(What to work on) In the data that follows, every line containing the word "https" should be returned.

:::::

PR #171, opened 2022-11-09
[ROS-O] various cleanup

v4hn:
all but the last patch are required to compile with a current debian environment and are backward compatible.
I threw in the last one to avoid a serious looking warning by clang that actually has no effect here.


jonbinney:
@v4hn what are the target linux distros and compiler versions for ROS-O? I don't see it in the target platforms REP

v4hn:
Sorry for the late reply. Please see https://github.com/ros-o/ros-o (and my linked talk if you didn't watch it) for what ROS-O is and isn't. It's no "regular ROS distribution".

There is currently no limit on more current supported targets. Everything that remains compatible with Ubuntu 20.04 / the noetic REP entry should be contributed back.

jonbinney:
@v4hn ah, that makes sense. Thank you for the work you're doing!

jonbinney (approved):
Doesn't look like it will break anything for noetic, so should be good.

PR #175, opened 2023-03-01
Added declaration of parameters

tuxnese:
Hi, I have added the declaration of the parameters, otherwise it is impossible to set the value of the parameter on Galactic.


jonbinney:
Looks good. Thanks @tuxnese !

tuxnese:
> Looks good. Thanks @tuxnese !

Thank you for accepting it!

PR #177, opened 2023-03-30
use class_list_macros.hpp instead of .h

lucasw:
The .h files have been deprecated for years


jonbinney:
LGTM. Thanks @lucasw !

Issue #184, opened 2023-08-09
Filtered times are offset from sensor times.


HansLarsen:
The filtered times are offset and stuck in a 1 second interval loop.
![TIMESTAMPS](https://github.com/ros-perception/laser_filters/assets/45482017/42613d39-f2c1-4697-b6f0-5f7493372e27)
Heres plot juggler, the red line is the input laser scans and the orange line is the output from the filter.

I'm on commit 65cbefd
The distribution is ROS2 humble, everything build from the latest sources, according to the build from source guide, on Ubuntu 18.04.

The delay is likewise present if you print them in the callback:
```
Callback
  void callback(const std::shared_ptr<const sensor_msgs::msg::LaserScan> & msg_in)
  {
    RCLCPP_INFO(
      nh_->get_logger(), "%d, %d", msg_in->header.stamp.sec, msg_in->header.stamp.nanosec);
    // Run the filter chain
    if (filter_chain_.update(*msg_in, msg_)) {
      //only publish result if filter succeeded
      output_pub_->publish(msg_);
      RCLCPP_INFO(nh_->get_logger(), "%d, %d", msg_.header.stamp.sec, msg_.header.stamp.nanosec);
    }
  }
```
`[scan_to_scan_filter_chain-1] [INFO] [1691585756.502811379] [sick_tim_5xx.scan_to_scan_filter_chain]: 1691579413, 906227588
[scan_to_scan_filter_chain-1] [INFO] [1691585756.504288207] [sick_tim_5xx.scan_to_scan_filter_chain]: 1691579392, 906227588
[scan_to_scan_filter_chain-1] [INFO] [1691585757.162848118] [sick_tim_5xx.scan_to_scan_filter_chain]: 1691579413, 972615242
[scan_to_scan_filter_chain-1] [INFO] [1691585757.164226961] [sick_tim_5xx.scan_to_scan_filter_chain]: 1691579392, 972615242
[scan_to_scan_filter_chain-1] [INFO] [1691585757.827929301] [sick_tim_5xx.scan_to_scan_filter_chain]: 1691579414, 39208173
[scan_to_scan_filter_chain-1] [INFO] [1691585757.829719778] [sick_tim_5xx.scan_to_scan_filter_chain]: 1691579392, 39208173
[scan_to_scan_filter_chain-1] [INFO] [1691585758.502889853] [sick_tim_5xx.scan_to_scan_filter_chain]: 1691579414, 105945587
[...]

PR #186, opened 2023-09-27
Fix time stamp issue for angular filter

JosefGst:
- Changed the time increment to nanoseconds. 
This also solved the time stamp issue #184 for the angular filter for me.
- Added angular filter example


jonbinney:
@JosefGst thank you for doing this! Reviewing now.

examples/angular_filter_example.launch.py
```diff
@@ -0,0 +1,18 @@
...
+        Node(
+            package="laser_filters",
+            executable="scan_to_scan_filter_chain",
+            parameters=[
+                PathJoinSubstitution([
+                    get_package_share_directory("laser_filters"),
+                    "examples", "angular_filter_example.yaml",
+                ])],
+        )
+    ])
```
jonbinney: nit: could you add an endline here?

examples/angular_filter_example.yaml
```diff
@@ -0,0 +1,8 @@
+scan_to_scan_filter_chain:
+  ros__parameters:
+    filter1:
+      name: angle
+      type: laser_filters/LaserScanAngularBoundsFilter
+      params:
+        lower_angle: -1.52
+        upper_angle: 1.52
```
jonbinney: Nit: add endline at end of file

include/laser_filters/angular_bounds_filter.h
```diff
@@ -79,7 +79,7 @@ namespace laser_filters
           if(start_angle < lower_angle_){
             start_angle += input_scan.angle_increment;
             current_angle += input_scan.angle_increment;
-            start_time.set__sec(start_time.sec + input_scan.time_increment);
```
jonbinney, line 82: The original code does seem wrong -  `start_time.sec` is an int32, `input_scan.time_increment` is a float32. So adding them should result  in a float32. But then `set__sec` expects an int, so it has to round that float, and it only sets the `sec` field in start_time.

include/laser_filters/angular_bounds_filter.h
```diff
@@ -79,7 +79,7 @@ namespace laser_filters
...
+            start_time.set__nanosec(start_time.nanosec + (input_scan.time_increment * 10e9)); // convert time increment to nanoseconds
```
jonbinney: I think there are still a couple of issues:
- there are 1e9 nanoseconds in a second, so you should multiply by 1e9, not 10e9, right?
- set_nanosec only updates the number of nanoseconds.  The Time message type only allows nanosec to be between 0 and 1e9, so if the scan starts near the end of a second and we remove a bunch of beams from the beginning, then we could end up with an invalid number of nanoseconds. Instead we would want to add `nanoseconds / 1e9` to start_time.sec and `nanoseconds % 1e9` to start_time.nanosec

Time math is always tricky to get just right, so if there's a way to do this using utility functions that handle the details for us, that would be ideal.  The duration type should handle converting a floating point number of seconds to a proper duration for us in its from_seconds method: https://docs.ros2.org/foxy/api/rclcpp/classrclcpp_1_1Duration.html#a39ce5aa6d0bb190d7d59857aa7a9af1a

How about:
```
start_time += Duration::from_seconds(input_scan.time_increment);
```

examples/angular_filter_example.launch.py
```diff
@@ -0,0 +1,18 @@
+from launch import LaunchDescription
```
jonbinney, line 1: Thank you for adding the example!

jonbinney (changes requested):

include/laser_filters/angular_bounds_filter.h
JosefGst: Thank you for your review and pointing out the remaining issues.
You're right, it should be 1e9.
I will try to use the time duration as you recommend.

JosefGst: Sorry, was on holliday and didn't had the hardware for testing. But the start time is now calculated with the Duration object :smile: 
I tried with the rplidar which publishes:
```
angle_min: -3.1241390705108643
angle_max: 3.1415927410125732
```
And the settings for the filter:
```
scan_to_scan_filter_chain:
  ros__parameters:
    filter1:
      name: angle
      type: laser_filters/LaserScanAngularBoundsFilter
      params:
        lower_angle: -1.52
        upper_angle: 1.52  
```

In the second case I tried to cut off more data at the beginning. The start time of the filtered data (red) is slightly more delayed.
```
scan_to_scan_filter_chain:
  ros__parameters:
    filter1:
      name: angle
      type: laser_filters/LaserScanAngularBoundsFilter
      params:
        lower_angle: 1.5
        upper_angle: 1.52  
```

It looks correct to me. But please proof it.

include/laser_filters/angular_bounds_filter.h
```diff
@@ -99,6 +100,8 @@ namespace laser_filters
 
           }
         }
+        start_time.sec += d.seconds();
+        start_time.nanosec += d.nanoseconds();
```
jonbinney: Does `start_time += d` not work? I think that handling seconds and nanoseconds automatically for you is one of the nice part about using Duration objects.

JosefGst: Unfortunately I couldn't make `start_time += d` work.
Let me know if you have any other advice to improve. I'm very thankfull for your guidance :)

jonbinney: Ah, I see the problem. ROS2 has different types for serializing timestamps than for computing with time. Try changing the earlier line from:

```builtin_interfaces::msg::Time start_time = input_scan.header.stamp;```

to

```rclcpp::Time start_time = input_scan.header.stamp;```

Then `start_time` will be an `rclcpp:::Time` type, and `start_time += d;` should work.

Thanks for working on this!

JosefGst: Great, thank you for your advice. Now the code can be formated back to very similar as the original was.

jonbinney:
Looks great! I'm going to let the CI tests run one more time and then I'll merge. Thanks @JosefGst !

jonbinney (approved):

:::::

(Solution to the exercise)
Sorry for the late reply. Please see https://github.com/ros-o/ros-o (and my linked talk if you didn't watch it) for what ROS-O is and isn't. It's no "regular ROS distribution".
![TIMESTAMPS](https://github.com/ros-perception/laser_filters/assets/45482017/42613d39-f2c1-4697-b6f0-5f7493372e27)
Time math is always tricky to get just right, so if there's a way to do this using utility functions that handle the details for us, that would be ideal.  The duration type should handle converting a floating point number of seconds to a proper duration for us in its from_seconds method: https://docs.ros2.org/foxy/api/rclcpp/classrclcpp_1_1Duration.html#a39ce5aa6d0bb190d7d59857aa7a9af1a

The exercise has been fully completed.